The present appeal stems back to 2016 when Vecture filed a complaint in U.S. district court asserting claims of U.S. Patent No. 8303991, Method of Making Particles for Use in a Pharmaceutical Composition. The claims cover a method for making composite active particles used in a pharmaceutical composition for pulmonary administration, such as by inhalation. The claimed method involves the milling of solid active particles so that additive particles promoting pulmonary dispersion are fused onto the active particles.

Vectura alleged that GSK’s Ellipta inhalers, including the Breo, Anoro, and Incruse devices, infringed upon claim 3 of the ‘991 patent, which claims the use of magnesium stearate as an additive material. Each of the accused inhalers includes blisters, or sealed receptacles containing a single active ingredient and additive material, containing magnesium stearate. At trial, Vectura prevailed on its claims of validity, infringement and willful infringement, earning a jury verdict awarding nearly $90 million in damages based on a 3 percent royalty base of $2.99 billion in sales of GSK’s accused inhalers.

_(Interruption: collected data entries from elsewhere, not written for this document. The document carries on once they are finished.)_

PR #7993, opened 2022-01-19
Fix for weather.com

### LINKED ISSUE #7986: [Feature Request (or bug?)] Option to exclude images from inverting (or a tweak setting)
# Feature Request

Potentially, it could be considered intended behavior or at the same time a bug.

## Screenshots
Use weather.com with the zip code 90210:
https://weather.com/weather/tenday/l/79a8aa24a1dbb73f308d77b3de429eef4da1cd0d83198c44757b11e3fea6dbf8

## Additional Context
For the most part, DarkReader is amazing and incredibly accurate. For 99% of the time, Dynamic mode is what I use because it's most compatible and pleasing to the eye. The amount of customization is excellent too to further tweak things (I'm on version 5 preview).

However there are certain sites where Dynamic gets a little too 'aggressive' with images. The weather.com example above shows it. With Dynamic mode on, it will make any icon that has a sun in it black. If you use a near black background like I do, it turns essentially invisible. The other themes don't necessarily have that problem on that site, but they also make the rest of the website look very poor, so really not an option.

It would be nice to have a feature/tweak/setting that could allow some customization that accomplishes this. That said, I do see there's a dev section which seems to allow you to do exclusions or addition via HTML, but as someone who's not intimately familiar with that sort of thing (and I feel completely out of joe user's knowledge), it would be nice to have that option somehow.

If this has already been implemented and I'm just not seeing it, I greatly apologize. Also if something like that would be a coding nightmare or impossibility I also totally understand that as well.

Thank you so much for this great and free product. I recommend it to everyone I know.

Gusted:
- Resolves #7986

### DIFF
--- a/src/config/dynamic-theme-fixes.config
+++ b/src/config/dynamic-theme-fixes.config
@@ -16145,6 +16145,8 @@ text[class*="DonutChart"]
 
 IGNORE INLINE STYLE
 [id^="svg-symbol"] *
+svg[class*="alerts--"] *
+#svg-symbol-sun
 
 ================================
 


godzfire:
Thank you for doing Sunny, but it seems that there are more that suffer from the same issue. Is there a way to disable/whitelist it for all of the weather conditions?

Screen Shot 2022-01-20 at 6 15 18 PM
Screen Shot 2022-01-20 at 6 15 26 PM

PR #978, opened 2026-09-12
test(server): adopt echotest and testify in handler tests

SantiagoDePolonia:
Rewrites the `internal/server` handler tests on top of the shared `echotest` helper and testify.

- About 290 hand-built echo request/recorder/context blocks become one `echotest.Post/Get/Request` call; ~50 JSON response decodes use `echotest.Decode`.
- Per-file request builders (`setPathParam`, `newImageRequest`, the audio multipart helpers, MCP/rate-limit/session contexts) are folded into echotest or rebuilt on it.
- Hand-rolled `if ... { t.Fatalf }` assertions converted to `require`/`assert`.
- Removed four redundant tests: `TestAuthMiddleware_Integration` and `TestAuthMiddleware_ConstantTimeComparison` (branches already covered by the `TestAuthMiddleware` table, and the latter did not test timing), one duplicate table case in `TestAuthMiddleware`, and `TestConfigureGatewayHTTPServer_PreservesServerWriteTimeoutDefault` (same branch as `TestNewGatewayStartConfig_AppliesTimeoutOverrides`).

Test-only change, about 4,700 net lines removed. Stacked on #976 (helper packages).

## Summary by CodeRabbit

- **Tests**
  - Standardized server test setup with shared HTTP request and response helpers.
  - Updated assertions across authentication, audio, conversations, messaging, realtime, workflows, usage, and other server areas for clearer failure reporting.
  - Preserved existing test scenarios and expected behavior while improving consistency and maintainability.
  - Expanded structured checks for selected response, audit, streaming, header, session, and workflow outcomes.


SantiagoDePolonia:
Addressed the review findings in af6274bf:

- `request_snapshot_test.go` / `session_test.go`: the three hand-rolled `&a[0] != &b[0]` backing-array checks that the migration turned into `require.Equal` are now `require.Same`.
- `messages_handler_test.go`, `realtime_audio_alias_resolution_test.go`, `realtime_translation_test.go`, `realtime_webrtc_service_test.go` (L158), `image_edit_service_test.go`: `assert.NotNil` / `assert.Len` guards that are immediately followed by a dereference or index are now `require.*`, so a regression reports the failed assertion instead of panicking.
- `http_start_test.go`: `TestNewGatewayStartConfig_AppliesTimeoutOverrides` now seeds non-zero timeouts, restoring the override coverage lost when the old `configureGatewayHTTPServer` test was folded in.

Skipped:
- `realtime_webrtc_service_test.go` L391 (`session`) and `image_edit_service_test.go` L361 (`usage`): both are `map[string]any`; reading from a nil map does not panic, so the non-fatal assert already reports cleanly.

Following the verdict, GlaxoSmithKline filed various motions for judgment as a matter of law (JMOL) on several issues, requesting new trials on both infringement and damages. After the Delaware district court denied this series of post-trial motions, GSK brought the present appeal to the Federal Circuit. On infringement, GSK argued that Vectura did not present substantial evidence that the accused inhalers used additive material that “promotes the dispersion” of the active material. GSK also argued that the district court used an erroneous construction of the claim term “composite active particles.” On damages, GSK challenged both the royalty calculation employed by Vectura’s damages expert and the prejudicial effect of Vectura’s references to GSK’s sales in comparison to Vectura’s own royalty request.

[[Advertisement]]

Substantial Evidence Overcomes Flaws in Use of GSK Vilanterol Study

GlaxoSmithKline’s argument about Vectura’s lack of substantial evidence centered on the patent owner’s use of a GSK study in which the pharmaceutical giant examined dispersion rates of experimental blends of vilanterol, an active ingredient used in inhalers; lactose, which serves as an excipient in inhaler blisters; and magnesium stearate. GSK challenged Vectura’s use of this study at trial, arguing that it did not examine every mixture contained in GSK’s inhalers, including those using umeclidinium as the active ingredient, and because the study involved different mixing processes than used to create the blister mixtures for the accused inhalers, making it improper for Vectura to extrapolate the study results to GSK’s accused inhalers.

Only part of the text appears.